You guys are great. I appreciate everything you say. Kim, I read your thread. What an amazing story. You must be much stronger than you give yourself credit for. You said, "I actually don't know who I am anymore at least I feel that way sometimes". I know that feeling, exactly.
Sage, I'm rethinking your advice. As far as I know, my W is not contacting/seeing the OG, so I'm not faced (at least, not yet) with the decision about what to do if she does. But I see your point about how staying together in the same house might have worked out best for bringing you and your H back together. Rather than weak, I see you as incredibly strong. I'm not sure I'm that strong. I sure hope I don't have to make that decision.
Update: Last night started out badly, as my W accused me of not mailing a magazine subscription bill back in December, that we have evidently been getting letters about. I have no memory of mailing it or not mailing it. Then I found out that my W had secretly changed her email password. Trying to control myself, I confronted her. Turns out she was just f***ing with me (does she know what this does to me?), and had changed it in a moment of irritation earlier in the day. She cheerfully gave the new one to me. She says she understands my need to be able to see her email, but still feels "violated". Yeah.

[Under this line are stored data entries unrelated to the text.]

PR #712, opened 2024-07-08
reproducible example that IGNORE=@ isn't working as intented

kylebaron:
@barrettk Here's a reproducible example where `IGNORE=@` doesn't work in the existing implementation. 

I dummied up run 2 and added a character column at the end of the `acop.csv` data set. The result is that no rows are retained in the output, as expected with the implementation as-is. 

I'll pick up on the conversation back on the `parse-data-record` PR. 

https://github.com/metrumresearchgroup/bbr/blob/5ccbc80d010e73dd7a27fb9a22f80b72daf0ce42/test.R

Update: Tuesday, July 9 2024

Since we were already sort of on the subject, I calmed down and fessed up to seeing her cellphone bill. I think she felt badly because she knows how obsessed she must look to anybody else. I was successful in not getting angry. In the case of the phone bill, I think that knowing helps me to understand better the nature of the relationship. In a crazy way, the sheer magnitude of the number of contacts (350+) during April alone (not including the times they met in person) makes me realize that it wasn't really mainly about the sex. In a twisted way, that makes me feel a little better. My W, however, thinks that I'm getting too much information, and that the knowledge will only get in the way of us really getting back together. I told her that I think I'm getting past the "got to have all the answers to all my questions" stage, and that I'll only ask her questions that I really want to know the answers to. I actually thanked her for not answering some of my initial questions on D-day related to the sex.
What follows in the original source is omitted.